In Russia, an intercontinental ballistic missile has been tested that can beat any missile defence shield that US imperialism seeks to put in place. Pointing to the fact that the US has chosen to leave the ABM Treaty and cannot therefore reasonably complain at Russia’s actions, Putin said: “[The US is] stuffing Eastern Europe with new weapons – a new base in Bulgaria, another in Romania, a site in Poland, radar in the Czech Republic. What are we supposed to do? We cannot just observe all this.”

Also in Russia, the revisionist Communist Party of the Russian Federation (CPRF) has won mayoral elections in Volgograd (formerly Stalingrad).

On 25 May, Ukraine’s president Yushchenko (the US puppet) issued a decree putting interior ministry troops under his personal command, but the government declared the move unconstitutional, and the soldiers themselves refused to obey Yushchenko’s orders.

In a frantic bid to maintain his control over the Ukraine, where he has in fact very much reduced support, he dismissed 3 of the 18 constitutional court judges, but these judges too have defied his dismissal.
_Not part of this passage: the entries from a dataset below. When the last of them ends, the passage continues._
Issue #176, opened 2018-11-22
Put JsonRpcServer into its own Arbiter


aesedepece:

mariocao:
This issue is still relevant as it is an attack vector for those nodes with public Json RPC server.

PR #292, opened 2018-12-31
getBlockChain

### LINKED ISSUE #280: getBlockChain JSON-RPC method
The JSON-RPC interface should expose a `getBlockChain` method that will return a list containing tuples of epochs and block header digests:

```json
[
  [ 0, "digest0" ],
  [ 1, "digest1" ]
]
```

For this feature to be implemented, we have two options:
- (efficient) have such list cached in memory and persisted to storage 
- (naive) calculate the list on the fly by tracing the chain back from the tip to the genesis

tmpolaczyk:
Closes #280 

Implement the getBlockChain JSON-RPC method.

One major change is that now JSON-RPC requests are handled asynchronously, which looks like it solves #176.

Example request:

     {"jsonrpc": "2.0","method": "getBlockChain", "id": 1}

Example response:

    {"jsonrpc":"2.0","result":[[0,"ed28899af8c3148a4162736af942bc68c4466da93c5124dabfaa7c582af49e30"],[1,"9c9038cfb31a7050796920f91b17f4a68c7e9a795ee8962916b35d39fc1efefc"]],"id":1}

The hashes are obtained from the `ChainManager`, from the `epoch_to_block_hash` map, which should be stored in the storage as it is used to synchronize two nodes. Right now it is not stored, so the blockchain is lost when all the nodes shutdown. (Alternatively, the map could be rebuilt when the node starts, but it would need to naively read all the blocks from the storage one by one). Right now the blocks are stored, but the node is unable to send them to new nodes unless some node asks specifically for the block hash...

### DIFF
--- a/data_structures/src/chain.rs
+++ b/data_structures/src/chain.rs
@@ -4,6 +4,7 @@ use super::serializers::encoders::{
 };
 use std::collections::{BTreeSet, HashMap};
 use std::convert::AsRef;
+use std::fmt;
 use witnet_crypto::hash::{calculate_sha256, Sha256};
 
 pub trait Hashable {
@@ -203,6 +204,19 @@ impl Default for Hash {
 impl From<Sha256> for Hash {
     fn from(x: Sha256) -> Self {
         Hash::SHA256(x.0)
+    }
+}
+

It has been agreed between all parties that new parliamentary elections will have to be held, but as yet no date has been decided for this.

There has been a furore over Estonia removing a bronze statue of a World War II Soviet soldier from a public park, which is quite rightly seen as a pro-Nazi measure.

This has led to mass public protests both in Estonia and in Moscow, as well as two nights of riots on the streets of Tallinn, and, it is claimed a ‘war in cyberspace’: a data flood aimed at Estonia’s government computer system has come close to shutting down the country’s digital infrastructure, clogging the websites of the president, the prime minister, parliament and other government agencies, the biggest Estonian bank and several daily papers.